I run Firefox with AdblockPlus, Adblock Popup Blocker, Origin UBlock, Ghostery and Avast with the Internet turned off.


----------



## Scotty (Jan 30, 2013)

I've had the same issues with YT or any streaming in the past when our internet used to be that slow. If your internet is cellular, tower loading can affect your speeds.


----------



## Guest (May 7, 2017)

It's cable dsl.


----------



## TA462 (Oct 30, 2012)

Player99 said:


> It's cable dsl.


I had bell internet for years and was very happy and then one day it was slow on certain sites. YouTube was one of them. Put up with it for a year and complained and finally had enough and switched to Cogeco cable internet.


----------



## Kerry Brown (Mar 31, 2014)

A couple of speed tests to try:

fast.com 
Netflix's test

performance.cira.ca
From the Canadian Internet Registration Authority.

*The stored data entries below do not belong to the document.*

PR #707, opened 2016-05-16
Fix Job.cancel() method on failed queue

jlopex:
The cancel method was not working correctly for the special failed queue.


selwin:
Thanks for the PR!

speedtest.net is not reliable. All of the ISPs game it.

The one from CIRA does a lot of different tests. If you download the statistics and can understand them there is a wealth of information. Note: full disclosure I'm on the board of directors at CIRA. Pure speed is not always the problem. Error rate, jitter, latency, and more can all affect streaming. Also Google uses caching servers for youtube. These servers are usually located at Internet Exchange points and at ISPs. Which caching server and how Bell routes your packets to the caching server can affect youtube.


----------



## zdogma (Mar 21, 2006)

Yeah, I have Fibe at work and YouTube is often very, very slow. Netflix streams HD no problem on the same connection, but I have to run you tube on lowest resolution to get it to stream. 

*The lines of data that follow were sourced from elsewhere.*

PR #710, opened 2016-05-25
Fix issue 702

spiliopoulos:
In order to solve issue 702 we have to check whether a work-horse terminated unexpectedly (by inspecting the exit code of the work-horse process). If it exited unexpectedly we check if the job has either been marked as finished, failed or other valid states. If it's not in any valid state we mark it as failed and move it to the failed queue. Since the process was terminated unexpectedly (think OOM) we do not have any exception context and we can't run any custom exception handlers.
    
There is still a chance that the job will finish successfully but the work-horse process will be killed before the job is marked as finished and we will erroneously mark it as failed. The users should take care to write idempotent jobs.

### DIFF
--- a/rq/worker.py
+++ b/rq/worker.py
@@ -530,10 +530,10 @@ class Worker(object):
                         break
                     if job_status not in [JobStatus.FINISHED, JobStatus.FAILED]:
                         with self.connection._pipeline() as pipeline:
-                            job.set_status(JobStatus.FAILED, pipeline=pipeline)
-                            started_job_registry = StartedJobRegistry(job.origin, self.connection)
-                            started_job_registry.remove(job, pipeline=pipeline)
-                            self.set_current_job_id(None, pipeline=pipeline)
+                            self.handle_current_job_failure(
+                                job=job,
+                                pipeline=pipeline
+                            )
                             try:
                                 pipeline.execute()
                             except Exception:
@@ -611,6 +611,27 @@ class Worker(object):
         msg = 'Processing {0} from {1} since {2}'
         self.procline(msg.format(job.func_name, job.origin, time.time()))
 
+    def handle_current_job_failure(
+        self,
+        job,
+        started_job_registry=None,
+        pipeline=None
+    ):
+        """Handles the failure or an executing job by:
+            1. Setting the job status to failed
+            2. Removing the job from the started_job_registry
+            3. Setting the workers current job to None
+        """
+
+        if started_job_registry is None:
+            started_job_registry = StartedJobRegistry(
+                job.origin,
+                self.connection
+            )
+        job.set_status(JobStatus.FAILED, pipeline=pipeline)
+        started_job_registry.remove(job, pipeline=pipeline)
+        self.set_current_job_id(None, pipeline=pipeline)
+
     def perform_job(self, job, queue):
         """Performs the actual work of a job.  Will/should only be called
         inside the work horse's process.
@@ -651,9 +672,11 @@ class Worker(object):
                 pipeline.execute()
 
             except Exception:
-                job.set_status(JobStatus.FAILED, pipeline=pipeline)
-                started_job_registry.remove(job, pipeline=pipeline)
-                self.set_current_job_id(None, pipeline=pipeline)
+                self.handle_current_job_failure(
+                    job=job,
+                    started_job_registry=started_job_registry,
+                    pipeline=pipeline
+                )
                 try:
                     pipeline.execute()
                 except Exception:
--- a/rq/worker.py
+++ b/rq/worker.py
@@ -523,6 +523,25 @@ class Worker(object):
         while True:
             try:
                 _, ret_val = os.waitpid(self._horse_pid, 0)
+                if not (ret_val == os.EX_OK):
+                    job_status = job.get_status()
+                    if job_status is None:
+                        # Job completed and its ttl has expired
+                        break
+                    if job_status not in [JobStatus.FINISHED, JobStatus.FAILED]:
+                        with self.connection._pipeline() as pipeline:
+                            job.set_status(JobStatus.FAILED, pipeline=pipeline)
+                            started_job_registry = StartedJobRegistry(job.origin, self.connection)
+                            started_job_registry.remove(job, pipeline=pipeline)
+                            self.set_current_job_id(None, pipeline=pipeline)
+                            try:
+                                pipeline.execute()
+                            except Exception:
+                                pass
+                            self.move_to_failed_queue_unhandled(
+                                job,
+                                "Work-horse proccess was terminated unexpectedly"
+                            )
                 break
             except OSError as e:
                 # In case we encountered an OSError due to EINTR (which is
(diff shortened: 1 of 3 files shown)


rq/worker.py
```diff
@@ -516,20 +512,55 @@ def execute_job(self, job, queue):
...
+        while True:
+            try:
+                _, ret_val = os.waitpid(self._horse_pid, 0)
+                if not (ret_val == os.EX_OK):
+                    job_status = job.get_status()
+                    if job_status is None:
+                        # Job completed and its ttl has expired
+                        break
+                    if job_status not in [JobStatus.FINISHED, JobStatus.FAILED]:
+                        with self.connection._pipeline() as pipeline:
```
selwin: Since we're using this exact same routine (setting failed status, removing from `StartedJobRegistry`) in other parts of the code to handle failed job, we should move this to a method that can be called in different places.

rq/worker.py
```diff
@@ -516,20 +512,55 @@ def execute_job(self, job, queue):
...
-                    # caused by a SIGINT or SIGTERM signal during
-                    # os.waitpid()), we simply ignore it and enter the next
-                    # iteration of the loop, waiting for the child to end.  In
-                    # any other case, this is some other unexpected OS error,
-                    # which we don't want to catch, so we re-raise those ones.
-                    if e.errno != errno.EINTR:
-                        raise
+
+    def monitor_work_horse(self, job):
+        """The worker will wait for the work horse and make sure it executes
```
selwin: I think the docstring for this method is no longer accurate since this method doesn't wait for the job to finish.

rq/worker.py
```diff
@@ -516,20 +512,55 @@ def execute_job(self, job, queue):
...
+        within the given timeout bounds, or will end the work horse with
+        SIGALRM.
+        """
+        while True:
+            try:
+                _, ret_val = os.waitpid(self._horse_pid, 0)
```
selwin: I'm not too familiar with `waitpid`'s behavior, will this function detect processes that terminate unexpectedly (segfault or OOM)?

tests/test_worker.py
```diff
@@ -621,3 +625,33 @@ def test_working_worker_cold_shutdown(self):
...
+        sentinel_file = '/tmp/.rq_sentinel_work_horse_death'
+        if os.path.exists(sentinel_file):
+            os.remove(sentinel_file)
+        fooq.enqueue(create_file_after_timeout, sentinel_file, 100)
+        job, queue = w.dequeue_job_and_maintain_ttl(5)
+        w.fork_work_horse(job, queue)
+        p = Process(target=kill_work_horse, args=(w._horse_pid,))
+        p.start()
+        p.join(1)
+        w.monitor_work_horse(job)
```
selwin: I know this is very difficult to test, but this doesn't test the case where the process terminates unexpectedly after `w.monitor_work_horse(job)` is called.

proofit404: Run os.kill 9 in a thread?

rq/worker.py
spiliopoulos: waitpid waits for a change in the state of the process (the child terminated; the child was stopped by a signal; or the child was resumed by a signal;). OOM sends a SIGKILL to the process which terminates it and a segfault is just a SIGSEGV to a process (the default handler terminates the process). Both cases should be handled by waitpid (with the exception where a custom signal handler is used for SIGSEGV, in which case I don't think we should intervene since the process handled whatever happened itself).

rq/worker.py
spiliopoulos: Will do. Since I am not very familiar with the codebase, let me know if you think I missed any occurences of this routine

tests/test_worker.py
spiliopoulos: Yes that should work. It's also a better fit to what we are trying to test for.

rq/worker.py
spiliopoulos: I'll try to write something that better fits this use case.

spiliopoulos:
Should I rebase to the updated master?

selwin:
Thanks for the update. Yes, please update this PR so that it merges cleanly with the master branch.

spiliopoulos:
Done. Let me know if you need anything else :)

tests/test_worker.py
```diff
@@ -649,6 +654,34 @@ def test_working_worker_cold_shutdown(self):
...
+            os.remove(sentinel_file)
+        fooq.enqueue(create_file_after_timeout, sentinel_file, 100)
+        job, queue = w.dequeue_job_and_maintain_ttl(5)
+        w.fork_work_horse(job, queue)
+        p = Process(target=wait_and_kill_work_horse, args=(w._horse_pid, 0.5))
+        p.start()
+        w.monitor_work_horse(job)
+        job_status = job.get_status()
+        p.join(1)
+        if os.path.exists(sentinel_file):
```
selwin: Sorry for the long feedback loop. Why do we have an `if` clause in this test? If I'm reading this right, the sentinel file should never exist because the job is killed before the file is created, correct?

rq/worker.py
```diff
@@ -518,20 +514,55 @@ def execute_job(self, job, queue):
...
+
+    def monitor_work_horse(self, job):
+        """The worker will monitor the work horse and make sure that it
+        either executes successfully or the status of the job is set to
+        failed
+        """
+        while True:
+            try:
+                _, ret_val = os.waitpid(self._horse_pid, 0)
+                if not (ret_val == os.EX_OK):
```
selwin: Nitpick, could we change this to `if ret_val != os.EX_OK:`?

tests/test_worker.py
spiliopoulos: My reasoning was that in the ***extreme*** case where the **create_file_after_timeout** job might run to completion before **wait_and_kill_work_horse** gets to kill it (think extremely high system load or something killing the **wait_and_kill_work_horse** process), in which case we don't get to actually test what we are interested in, the test case should succeed (we did not find a failure) than randomly fail. I was probably being overly defensive, since in general I don't expect it to ever hit the if part of that if-else. If you want I can remove it.

rq/worker.py
spiliopoulos: Fixed

rq/worker.py
```diff
@@ -678,6 +732,11 @@ def move_to_failed_queue(self, job, *exc_info):
         self.log.warning('Moving job to {0!r} queue'.format(self.failed_queue.name))
         self.failed_queue.quarantine(job, exc_info=exc_string)
 
+    def move_to_failed_queue_unhandled(self, job, message):
```
selwin: Since this method is only used in one place, let's just place the code inline in `monitor_work_horse()`

rq/worker.py
```diff
@@ -580,6 +611,27 @@ def prepare_job_execution(self, job):
         msg = 'Processing {0} from {1} since {2}'
         self.procline(msg.format(job.func_name, job.origin, time.time()))
 
+    def handle_current_job_failure(
```
selwin: Could you please rename this to `handle_job_failure`?

tests/test_worker.py
selwin: Yeah, please remove the `else` block so we can more easily tell what the expected behavior is by reading the test case.

spiliopoulos:
Done. There are some timing issues with tests that are sleeping for some time and then try to do something to another process. As a result some of them randomly fail on Travis. I could not see any relation to the failing tests with my changes and from what I have seen it has been reported again on previous PRs.

selwin:
Thanks for the PR!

At home I have Rogers, it is fast on every site, but seems to have some compatibility issues with google. About every 4th google search it slows down and usually times out and I have to restart the browser. That never happens at work with the Fibe. You can use other browsers like Yahoo or Bing no problem, but they aren't as good...you can't win.


----------



## capnjim (Aug 19, 2011)

Player99 said:


> Firefox with AdblockPlus, Adblock Popup Blocker, Origin UBlock, Ghostery and Avast


There's your problem. Get rid of all that crap and your computer will run much better.


----------



## BSTheTech (Sep 30, 2015)

Kerry Brown said:


> A couple of speed tests to try:
> 
> 
> speedtest.net is not reliable. All of the ISPs game it.

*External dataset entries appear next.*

PR #715, opened 2016-06-04
adding heroku worker

samuelcolvin:
see #584.

Not yet ready.

### DIFF
--- a/rq/worker.py
+++ b/rq/worker.py
@@ -714,3 +714,81 @@ class SimpleWorker(Worker):
     def execute_job(self, *args, **kwargs):
         """Execute job in same thread/process, do not fork()"""
         return self.perform_job(*args, **kwargs)
+
+
+class ShutDownImminentException(Exception):
+    def __init__(self, msg, extra_info):
+        self.extra_info = extra_info
+        super(ShutDownImminentException, self).__init__(msg)
+
+
+class HerokuWorker(Worker):
+    """
+    Modified version of rq worker which:
+    * stops work horses getting killed with SIGTERM
+    * sends SIGRTMIN to work horses on SIGTERM to the main process so they can crash as they wish
+    Note: coverage doesn't work inside the forked thread so code expected to be processed there has pragma: no cover
+    """
+    imminent_shutdown_delay = 8
+
+    def main_work_horse(self, job, queue):
+        """Modified entry point which ignores SIGINT and SIGTERM and only handles SIGRTMIN"""
+        random.seed()
+
+        signal.signal(signal.SIGRTMIN, self.handle_shutdown_imminent)
+        signal.signal(signal.SIGINT, signal.SIG_IGN)
+        signal.signal(signal.SIGTERM, signal.SIG_IGN)
+
+        self._is_horse = True
+        self.log = logger
+
+        success = self.perform_job(job, queue)
+        os._exit(int(not success))
+
+    def request_stop(self, signum, frame):
+        """Stops the current worker loop but waits for child processes to
+        end gracefully (warm shutdown).
+        """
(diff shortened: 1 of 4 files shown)


samuelcolvin:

Hey Kerry, can you elaborate on this? Some kind of dhcp trickery?


----------



## Kerry Brown (Mar 31, 2014)

Some cache a local copy and then fake the routing. Some just optimize traffic to speedtest.net. Some aren't so devious. They pay speedtest.net to install a local copy and speedtest defaults to the ISP's server for any tests from that ISP.


----------



## loudtubeamps (Feb 2, 2012)

I use this....
Speed test
or try a ping test...........
How to Perform a Ping Test - Siteserver
and a Java based test.....
Test your connection


----------



## Guest (May 7, 2017)

capnjim said:


> There's your problem. Get rid of all that crap and your computer will run much better.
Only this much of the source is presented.